#### Extracted material:
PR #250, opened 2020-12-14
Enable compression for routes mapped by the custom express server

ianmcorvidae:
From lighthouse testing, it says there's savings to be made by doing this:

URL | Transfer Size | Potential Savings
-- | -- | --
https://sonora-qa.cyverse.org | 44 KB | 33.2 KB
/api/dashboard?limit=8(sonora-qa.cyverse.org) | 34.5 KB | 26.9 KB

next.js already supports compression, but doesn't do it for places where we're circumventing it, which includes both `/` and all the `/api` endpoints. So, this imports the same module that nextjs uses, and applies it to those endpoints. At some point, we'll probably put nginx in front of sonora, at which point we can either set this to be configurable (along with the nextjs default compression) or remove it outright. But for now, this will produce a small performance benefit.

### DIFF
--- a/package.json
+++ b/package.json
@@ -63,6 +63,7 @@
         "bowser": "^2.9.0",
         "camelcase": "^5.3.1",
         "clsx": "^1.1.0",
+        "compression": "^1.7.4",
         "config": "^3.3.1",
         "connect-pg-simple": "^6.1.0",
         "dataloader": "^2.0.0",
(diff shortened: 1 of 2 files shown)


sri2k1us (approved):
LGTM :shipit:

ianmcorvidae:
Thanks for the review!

#### What to work on:
The material above should be retyped in full, exactly as given.

#### Exercise result:
PR #250, opened 2020-12-14
Enable compression for routes mapped by the custom express server

ianmcorvidae:
From lighthouse testing, it says there's savings to be made by doing this:

URL | Transfer Size | Potential Savings
-- | -- | --
https://sonora-qa.cyverse.org | 44 KB | 33.2 KB
/api/dashboard?limit=8(sonora-qa.cyverse.org) | 34.5 KB | 26.9 KB

next.js already supports compression, but doesn't do it for places where we're circumventing it, which includes both `/` and all the `/api` endpoints. So, this imports the same module that nextjs uses, and applies it to those endpoints. At some point, we'll probably put nginx in front of sonora, at which point we can either set this to be configurable (along with the nextjs default compression) or remove it outright. But for now, this will produce a small performance benefit.

### DIFF
--- a/package.json
+++ b/package.json
@@ -63,6 +63,7 @@
         "bowser": "^2.9.0",
         "camelcase": "^5.3.1",
         "clsx": "^1.1.0",
+        "compression": "^1.7.4",
         "config": "^3.3.1",
         "connect-pg-simple": "^6.1.0",
         "dataloader": "^2.0.0",
(diff shortened: 1 of 2 files shown)


sri2k1us (approved):
LGTM :shipit:

ianmcorvidae:
Thanks for the review!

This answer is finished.